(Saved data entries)
● ● ●
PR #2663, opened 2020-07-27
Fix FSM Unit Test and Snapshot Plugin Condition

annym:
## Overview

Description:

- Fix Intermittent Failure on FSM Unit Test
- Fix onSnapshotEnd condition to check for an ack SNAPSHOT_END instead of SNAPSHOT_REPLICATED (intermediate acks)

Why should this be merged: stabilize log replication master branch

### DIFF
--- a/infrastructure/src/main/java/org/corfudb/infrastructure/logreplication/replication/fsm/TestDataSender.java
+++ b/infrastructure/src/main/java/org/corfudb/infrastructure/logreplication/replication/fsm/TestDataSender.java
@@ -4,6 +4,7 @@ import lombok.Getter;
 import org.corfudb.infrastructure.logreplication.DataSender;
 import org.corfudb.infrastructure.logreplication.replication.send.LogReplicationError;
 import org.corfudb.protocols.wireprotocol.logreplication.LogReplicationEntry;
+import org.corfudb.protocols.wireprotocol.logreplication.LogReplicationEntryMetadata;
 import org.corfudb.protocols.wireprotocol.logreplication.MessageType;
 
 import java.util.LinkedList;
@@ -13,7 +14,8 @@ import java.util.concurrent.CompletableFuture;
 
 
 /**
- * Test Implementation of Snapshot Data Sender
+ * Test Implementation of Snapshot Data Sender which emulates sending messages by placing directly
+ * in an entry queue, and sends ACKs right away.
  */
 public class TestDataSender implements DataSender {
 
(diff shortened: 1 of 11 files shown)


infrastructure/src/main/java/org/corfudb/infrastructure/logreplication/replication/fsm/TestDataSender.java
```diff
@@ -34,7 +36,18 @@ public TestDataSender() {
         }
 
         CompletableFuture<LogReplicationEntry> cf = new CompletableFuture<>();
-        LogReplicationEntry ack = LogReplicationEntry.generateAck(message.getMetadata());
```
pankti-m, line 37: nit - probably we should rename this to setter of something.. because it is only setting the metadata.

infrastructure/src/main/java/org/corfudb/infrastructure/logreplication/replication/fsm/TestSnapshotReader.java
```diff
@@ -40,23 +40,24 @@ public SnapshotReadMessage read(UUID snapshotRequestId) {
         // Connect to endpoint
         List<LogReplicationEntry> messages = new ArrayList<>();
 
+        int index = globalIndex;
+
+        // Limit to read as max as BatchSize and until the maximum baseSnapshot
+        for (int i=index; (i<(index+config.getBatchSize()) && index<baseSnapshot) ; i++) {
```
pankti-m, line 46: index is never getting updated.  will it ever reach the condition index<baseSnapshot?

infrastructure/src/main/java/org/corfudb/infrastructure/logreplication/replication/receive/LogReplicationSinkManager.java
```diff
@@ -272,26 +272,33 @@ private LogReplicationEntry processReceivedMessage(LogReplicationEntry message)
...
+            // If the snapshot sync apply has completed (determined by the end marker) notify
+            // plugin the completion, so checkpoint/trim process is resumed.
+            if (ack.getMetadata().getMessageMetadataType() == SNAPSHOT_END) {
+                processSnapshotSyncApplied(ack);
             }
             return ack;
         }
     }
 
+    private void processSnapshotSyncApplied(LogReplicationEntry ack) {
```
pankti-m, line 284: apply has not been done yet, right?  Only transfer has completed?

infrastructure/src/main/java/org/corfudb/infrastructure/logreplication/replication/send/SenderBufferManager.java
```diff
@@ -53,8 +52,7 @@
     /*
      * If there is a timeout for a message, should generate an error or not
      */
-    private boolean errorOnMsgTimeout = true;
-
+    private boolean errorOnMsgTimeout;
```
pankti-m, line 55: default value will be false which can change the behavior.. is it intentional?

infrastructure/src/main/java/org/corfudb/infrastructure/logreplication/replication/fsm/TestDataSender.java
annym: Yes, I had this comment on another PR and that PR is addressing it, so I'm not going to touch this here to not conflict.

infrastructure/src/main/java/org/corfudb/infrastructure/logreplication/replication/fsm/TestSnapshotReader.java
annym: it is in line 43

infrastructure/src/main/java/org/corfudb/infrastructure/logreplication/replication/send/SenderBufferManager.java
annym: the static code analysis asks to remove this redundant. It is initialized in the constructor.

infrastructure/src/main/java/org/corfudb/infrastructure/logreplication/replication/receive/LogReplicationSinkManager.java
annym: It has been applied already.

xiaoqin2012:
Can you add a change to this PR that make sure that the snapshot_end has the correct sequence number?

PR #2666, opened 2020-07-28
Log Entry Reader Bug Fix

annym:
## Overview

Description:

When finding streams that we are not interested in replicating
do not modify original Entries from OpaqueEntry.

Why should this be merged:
● ● ●
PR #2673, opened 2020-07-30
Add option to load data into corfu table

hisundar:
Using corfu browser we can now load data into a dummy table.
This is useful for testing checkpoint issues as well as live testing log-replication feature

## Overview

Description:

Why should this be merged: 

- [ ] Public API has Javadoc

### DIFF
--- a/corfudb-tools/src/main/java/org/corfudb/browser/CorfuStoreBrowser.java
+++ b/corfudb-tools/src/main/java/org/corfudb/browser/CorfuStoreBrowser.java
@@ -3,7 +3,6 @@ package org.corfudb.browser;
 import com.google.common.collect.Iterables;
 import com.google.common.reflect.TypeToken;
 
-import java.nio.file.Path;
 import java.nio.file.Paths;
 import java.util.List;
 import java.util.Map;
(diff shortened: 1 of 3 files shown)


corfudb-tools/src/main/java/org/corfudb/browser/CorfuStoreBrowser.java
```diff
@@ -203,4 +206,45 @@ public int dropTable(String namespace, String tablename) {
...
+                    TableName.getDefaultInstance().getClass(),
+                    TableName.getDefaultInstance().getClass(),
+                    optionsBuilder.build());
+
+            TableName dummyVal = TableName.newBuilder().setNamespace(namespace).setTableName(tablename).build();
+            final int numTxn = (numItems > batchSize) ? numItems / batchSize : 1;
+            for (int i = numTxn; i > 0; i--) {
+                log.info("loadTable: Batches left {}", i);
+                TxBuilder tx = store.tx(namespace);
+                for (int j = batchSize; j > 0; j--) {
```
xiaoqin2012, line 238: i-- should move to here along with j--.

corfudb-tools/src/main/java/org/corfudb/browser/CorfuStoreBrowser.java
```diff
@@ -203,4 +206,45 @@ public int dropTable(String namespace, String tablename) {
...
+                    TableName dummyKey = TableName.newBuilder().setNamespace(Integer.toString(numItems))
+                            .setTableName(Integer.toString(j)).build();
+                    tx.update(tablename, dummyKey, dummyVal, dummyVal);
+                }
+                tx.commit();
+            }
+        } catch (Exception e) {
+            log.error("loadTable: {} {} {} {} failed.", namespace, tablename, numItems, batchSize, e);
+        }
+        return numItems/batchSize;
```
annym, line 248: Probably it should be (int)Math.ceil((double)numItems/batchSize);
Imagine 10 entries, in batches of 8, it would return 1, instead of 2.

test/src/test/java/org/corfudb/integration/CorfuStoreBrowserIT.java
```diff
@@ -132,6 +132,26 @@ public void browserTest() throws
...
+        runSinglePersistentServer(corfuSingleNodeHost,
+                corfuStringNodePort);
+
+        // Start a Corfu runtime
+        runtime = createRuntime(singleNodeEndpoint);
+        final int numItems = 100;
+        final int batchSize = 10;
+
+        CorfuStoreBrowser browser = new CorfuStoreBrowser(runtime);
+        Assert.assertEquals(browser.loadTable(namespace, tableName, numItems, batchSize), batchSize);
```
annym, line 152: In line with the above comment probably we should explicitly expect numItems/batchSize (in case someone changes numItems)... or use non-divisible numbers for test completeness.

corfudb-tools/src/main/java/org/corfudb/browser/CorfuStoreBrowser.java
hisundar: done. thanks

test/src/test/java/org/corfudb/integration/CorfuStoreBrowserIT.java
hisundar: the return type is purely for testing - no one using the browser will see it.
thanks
● ● ●
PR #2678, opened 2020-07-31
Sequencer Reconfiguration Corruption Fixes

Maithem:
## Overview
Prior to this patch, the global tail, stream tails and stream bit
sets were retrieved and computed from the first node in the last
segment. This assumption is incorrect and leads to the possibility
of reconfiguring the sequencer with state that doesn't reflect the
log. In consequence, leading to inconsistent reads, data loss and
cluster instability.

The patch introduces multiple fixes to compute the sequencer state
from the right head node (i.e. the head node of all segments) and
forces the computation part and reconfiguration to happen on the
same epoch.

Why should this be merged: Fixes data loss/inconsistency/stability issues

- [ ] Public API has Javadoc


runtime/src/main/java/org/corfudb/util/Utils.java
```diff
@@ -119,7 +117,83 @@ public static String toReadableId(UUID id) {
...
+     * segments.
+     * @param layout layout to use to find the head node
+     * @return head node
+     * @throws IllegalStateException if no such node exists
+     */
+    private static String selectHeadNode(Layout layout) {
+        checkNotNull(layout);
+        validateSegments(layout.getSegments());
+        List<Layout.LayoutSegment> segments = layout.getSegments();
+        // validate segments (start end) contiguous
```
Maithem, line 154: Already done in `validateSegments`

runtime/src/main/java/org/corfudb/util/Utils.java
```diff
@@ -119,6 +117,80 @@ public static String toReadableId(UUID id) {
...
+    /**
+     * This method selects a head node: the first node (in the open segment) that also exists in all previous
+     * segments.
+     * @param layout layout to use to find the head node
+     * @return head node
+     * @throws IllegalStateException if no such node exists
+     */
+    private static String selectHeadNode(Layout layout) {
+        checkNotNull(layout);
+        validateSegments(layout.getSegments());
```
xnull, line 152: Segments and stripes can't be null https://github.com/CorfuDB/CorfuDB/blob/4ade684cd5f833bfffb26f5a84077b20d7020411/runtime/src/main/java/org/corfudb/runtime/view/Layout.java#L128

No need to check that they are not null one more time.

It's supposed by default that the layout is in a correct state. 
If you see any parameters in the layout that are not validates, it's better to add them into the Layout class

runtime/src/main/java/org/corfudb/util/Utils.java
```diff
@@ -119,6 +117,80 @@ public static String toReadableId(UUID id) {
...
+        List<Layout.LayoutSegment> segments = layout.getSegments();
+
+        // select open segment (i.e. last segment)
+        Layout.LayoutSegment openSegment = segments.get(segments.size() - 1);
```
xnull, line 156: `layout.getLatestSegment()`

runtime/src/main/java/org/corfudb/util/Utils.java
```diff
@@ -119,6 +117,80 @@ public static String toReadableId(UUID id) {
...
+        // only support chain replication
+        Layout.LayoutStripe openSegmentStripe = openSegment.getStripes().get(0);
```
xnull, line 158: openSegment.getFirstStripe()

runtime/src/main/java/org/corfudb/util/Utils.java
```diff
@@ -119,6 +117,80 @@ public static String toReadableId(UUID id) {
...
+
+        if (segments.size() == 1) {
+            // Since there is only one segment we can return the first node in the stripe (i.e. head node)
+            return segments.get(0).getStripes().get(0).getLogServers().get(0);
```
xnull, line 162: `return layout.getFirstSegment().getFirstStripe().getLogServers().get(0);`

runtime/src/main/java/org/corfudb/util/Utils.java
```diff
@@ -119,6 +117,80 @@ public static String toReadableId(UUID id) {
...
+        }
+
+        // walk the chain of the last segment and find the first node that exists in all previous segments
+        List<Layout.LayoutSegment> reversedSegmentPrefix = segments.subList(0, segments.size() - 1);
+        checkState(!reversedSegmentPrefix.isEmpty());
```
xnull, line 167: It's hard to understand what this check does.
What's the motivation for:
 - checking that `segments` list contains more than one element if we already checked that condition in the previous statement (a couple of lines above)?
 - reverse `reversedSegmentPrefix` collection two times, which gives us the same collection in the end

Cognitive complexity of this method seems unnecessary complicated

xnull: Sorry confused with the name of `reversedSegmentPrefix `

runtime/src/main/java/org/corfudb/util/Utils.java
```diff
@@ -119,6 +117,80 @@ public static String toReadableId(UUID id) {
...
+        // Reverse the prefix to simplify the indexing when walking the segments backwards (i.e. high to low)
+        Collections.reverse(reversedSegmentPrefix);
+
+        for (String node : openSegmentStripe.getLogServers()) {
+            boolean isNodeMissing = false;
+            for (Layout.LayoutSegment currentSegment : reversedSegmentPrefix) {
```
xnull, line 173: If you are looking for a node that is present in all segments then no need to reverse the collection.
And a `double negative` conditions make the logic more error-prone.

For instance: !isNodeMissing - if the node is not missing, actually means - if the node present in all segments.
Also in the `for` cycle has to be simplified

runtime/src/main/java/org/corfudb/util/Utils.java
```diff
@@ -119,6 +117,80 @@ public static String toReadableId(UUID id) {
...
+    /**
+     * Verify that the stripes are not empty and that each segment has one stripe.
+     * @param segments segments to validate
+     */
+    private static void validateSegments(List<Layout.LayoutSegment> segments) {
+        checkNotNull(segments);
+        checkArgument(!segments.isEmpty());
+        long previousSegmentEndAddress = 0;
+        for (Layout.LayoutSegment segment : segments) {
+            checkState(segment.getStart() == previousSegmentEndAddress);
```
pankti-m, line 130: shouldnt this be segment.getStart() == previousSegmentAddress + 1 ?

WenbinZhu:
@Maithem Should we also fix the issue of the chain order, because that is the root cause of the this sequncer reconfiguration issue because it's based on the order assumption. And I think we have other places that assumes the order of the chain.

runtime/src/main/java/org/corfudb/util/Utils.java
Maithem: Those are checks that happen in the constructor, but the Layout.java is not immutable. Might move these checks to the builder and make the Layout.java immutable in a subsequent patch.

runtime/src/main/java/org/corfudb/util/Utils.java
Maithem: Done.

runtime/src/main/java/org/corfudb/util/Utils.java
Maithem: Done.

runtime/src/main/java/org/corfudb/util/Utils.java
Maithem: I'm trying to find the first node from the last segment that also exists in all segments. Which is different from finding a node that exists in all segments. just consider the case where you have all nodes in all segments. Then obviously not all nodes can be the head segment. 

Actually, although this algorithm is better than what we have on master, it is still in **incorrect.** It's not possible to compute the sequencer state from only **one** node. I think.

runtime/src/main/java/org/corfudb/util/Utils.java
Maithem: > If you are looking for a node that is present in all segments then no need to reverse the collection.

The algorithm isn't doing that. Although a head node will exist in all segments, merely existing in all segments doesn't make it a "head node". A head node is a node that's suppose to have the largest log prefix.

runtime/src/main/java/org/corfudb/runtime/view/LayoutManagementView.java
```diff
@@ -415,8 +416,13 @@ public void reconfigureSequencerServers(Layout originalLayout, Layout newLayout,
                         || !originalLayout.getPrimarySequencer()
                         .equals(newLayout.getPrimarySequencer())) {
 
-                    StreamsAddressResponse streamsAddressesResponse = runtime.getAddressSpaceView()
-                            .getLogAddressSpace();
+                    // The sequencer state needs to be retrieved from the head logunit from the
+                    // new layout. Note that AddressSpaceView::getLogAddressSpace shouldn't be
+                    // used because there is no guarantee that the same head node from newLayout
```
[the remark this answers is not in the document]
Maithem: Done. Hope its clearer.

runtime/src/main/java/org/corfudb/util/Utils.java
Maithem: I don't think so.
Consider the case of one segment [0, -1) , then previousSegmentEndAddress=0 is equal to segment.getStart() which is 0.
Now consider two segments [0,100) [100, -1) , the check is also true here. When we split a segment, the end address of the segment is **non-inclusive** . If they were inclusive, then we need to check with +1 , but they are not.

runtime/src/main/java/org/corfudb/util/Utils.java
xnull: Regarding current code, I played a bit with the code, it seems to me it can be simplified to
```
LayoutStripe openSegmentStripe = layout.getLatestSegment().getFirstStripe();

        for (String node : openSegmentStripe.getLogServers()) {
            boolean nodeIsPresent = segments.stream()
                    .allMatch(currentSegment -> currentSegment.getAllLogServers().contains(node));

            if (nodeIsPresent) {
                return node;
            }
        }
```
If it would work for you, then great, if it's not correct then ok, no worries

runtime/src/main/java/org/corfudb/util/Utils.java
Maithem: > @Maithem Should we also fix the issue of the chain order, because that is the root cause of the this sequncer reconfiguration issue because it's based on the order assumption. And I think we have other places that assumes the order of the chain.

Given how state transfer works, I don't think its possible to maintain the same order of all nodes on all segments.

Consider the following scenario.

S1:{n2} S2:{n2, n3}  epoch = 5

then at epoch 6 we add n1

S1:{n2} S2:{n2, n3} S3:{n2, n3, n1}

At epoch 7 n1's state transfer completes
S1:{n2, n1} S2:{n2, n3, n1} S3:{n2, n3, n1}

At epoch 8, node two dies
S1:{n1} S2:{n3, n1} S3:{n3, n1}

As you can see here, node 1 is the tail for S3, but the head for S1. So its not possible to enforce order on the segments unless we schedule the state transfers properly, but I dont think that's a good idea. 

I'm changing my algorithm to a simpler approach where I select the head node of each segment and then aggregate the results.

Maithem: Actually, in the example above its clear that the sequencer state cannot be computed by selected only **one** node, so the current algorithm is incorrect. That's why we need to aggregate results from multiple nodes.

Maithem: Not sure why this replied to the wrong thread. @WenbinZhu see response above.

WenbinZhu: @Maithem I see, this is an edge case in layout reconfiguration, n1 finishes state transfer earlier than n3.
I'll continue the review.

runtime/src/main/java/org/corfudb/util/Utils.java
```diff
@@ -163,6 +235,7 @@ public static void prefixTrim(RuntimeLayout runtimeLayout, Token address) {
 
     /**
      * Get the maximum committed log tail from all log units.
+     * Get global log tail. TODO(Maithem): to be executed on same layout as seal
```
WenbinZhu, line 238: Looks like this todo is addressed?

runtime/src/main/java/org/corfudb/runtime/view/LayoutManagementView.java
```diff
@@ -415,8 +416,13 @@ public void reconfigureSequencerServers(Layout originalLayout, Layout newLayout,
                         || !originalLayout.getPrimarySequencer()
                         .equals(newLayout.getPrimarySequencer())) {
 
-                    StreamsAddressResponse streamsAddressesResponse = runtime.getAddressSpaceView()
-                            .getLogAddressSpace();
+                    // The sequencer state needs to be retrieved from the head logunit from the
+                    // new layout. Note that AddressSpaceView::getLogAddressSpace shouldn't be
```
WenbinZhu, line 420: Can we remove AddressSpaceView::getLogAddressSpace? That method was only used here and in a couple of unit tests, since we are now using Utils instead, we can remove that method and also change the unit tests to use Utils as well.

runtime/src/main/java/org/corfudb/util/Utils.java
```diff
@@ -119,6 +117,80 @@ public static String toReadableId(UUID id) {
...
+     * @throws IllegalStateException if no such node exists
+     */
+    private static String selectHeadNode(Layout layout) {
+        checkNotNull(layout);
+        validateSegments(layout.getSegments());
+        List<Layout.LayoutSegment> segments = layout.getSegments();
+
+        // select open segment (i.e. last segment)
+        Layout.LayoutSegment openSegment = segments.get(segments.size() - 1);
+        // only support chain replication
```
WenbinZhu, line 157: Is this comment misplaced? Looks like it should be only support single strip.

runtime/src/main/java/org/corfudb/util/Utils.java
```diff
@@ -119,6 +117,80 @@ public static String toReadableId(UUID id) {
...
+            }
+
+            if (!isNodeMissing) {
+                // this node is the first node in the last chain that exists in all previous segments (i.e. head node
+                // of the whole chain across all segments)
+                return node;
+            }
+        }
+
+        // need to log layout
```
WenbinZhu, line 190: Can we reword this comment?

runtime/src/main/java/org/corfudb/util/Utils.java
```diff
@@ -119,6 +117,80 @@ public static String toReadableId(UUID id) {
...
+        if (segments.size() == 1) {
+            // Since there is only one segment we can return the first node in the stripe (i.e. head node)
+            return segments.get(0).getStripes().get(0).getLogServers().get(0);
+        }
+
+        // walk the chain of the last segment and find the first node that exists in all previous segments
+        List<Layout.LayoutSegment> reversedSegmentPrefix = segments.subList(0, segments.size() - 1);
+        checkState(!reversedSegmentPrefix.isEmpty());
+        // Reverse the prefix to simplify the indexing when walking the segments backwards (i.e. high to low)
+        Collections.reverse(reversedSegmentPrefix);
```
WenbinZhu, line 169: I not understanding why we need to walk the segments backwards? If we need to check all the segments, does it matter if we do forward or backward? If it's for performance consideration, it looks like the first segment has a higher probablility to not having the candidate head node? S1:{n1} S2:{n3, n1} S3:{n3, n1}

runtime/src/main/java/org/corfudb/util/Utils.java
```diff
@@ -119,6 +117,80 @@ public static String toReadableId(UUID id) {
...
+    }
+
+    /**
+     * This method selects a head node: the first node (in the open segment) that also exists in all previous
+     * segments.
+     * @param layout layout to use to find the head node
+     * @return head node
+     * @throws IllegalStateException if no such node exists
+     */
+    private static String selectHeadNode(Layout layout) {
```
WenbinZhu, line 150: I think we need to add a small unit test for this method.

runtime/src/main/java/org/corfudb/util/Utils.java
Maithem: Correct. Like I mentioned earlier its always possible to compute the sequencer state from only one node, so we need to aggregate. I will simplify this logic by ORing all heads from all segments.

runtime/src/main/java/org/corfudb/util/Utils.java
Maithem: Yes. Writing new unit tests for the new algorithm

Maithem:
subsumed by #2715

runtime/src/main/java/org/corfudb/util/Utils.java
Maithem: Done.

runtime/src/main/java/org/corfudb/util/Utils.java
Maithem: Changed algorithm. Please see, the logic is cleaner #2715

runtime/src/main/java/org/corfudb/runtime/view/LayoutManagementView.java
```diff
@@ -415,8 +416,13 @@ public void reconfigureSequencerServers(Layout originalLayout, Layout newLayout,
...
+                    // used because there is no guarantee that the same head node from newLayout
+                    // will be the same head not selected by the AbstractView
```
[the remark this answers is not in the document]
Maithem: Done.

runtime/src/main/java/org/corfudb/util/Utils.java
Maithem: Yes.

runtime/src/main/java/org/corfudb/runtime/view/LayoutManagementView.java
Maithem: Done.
● ● ●
## Assigned task
Reproduce each line from the records that contains the word "maximum".

## Response area
+        // Limit to read as max as BatchSize and until the maximum baseSnapshot
      * Get the maximum committed log tail from all log units.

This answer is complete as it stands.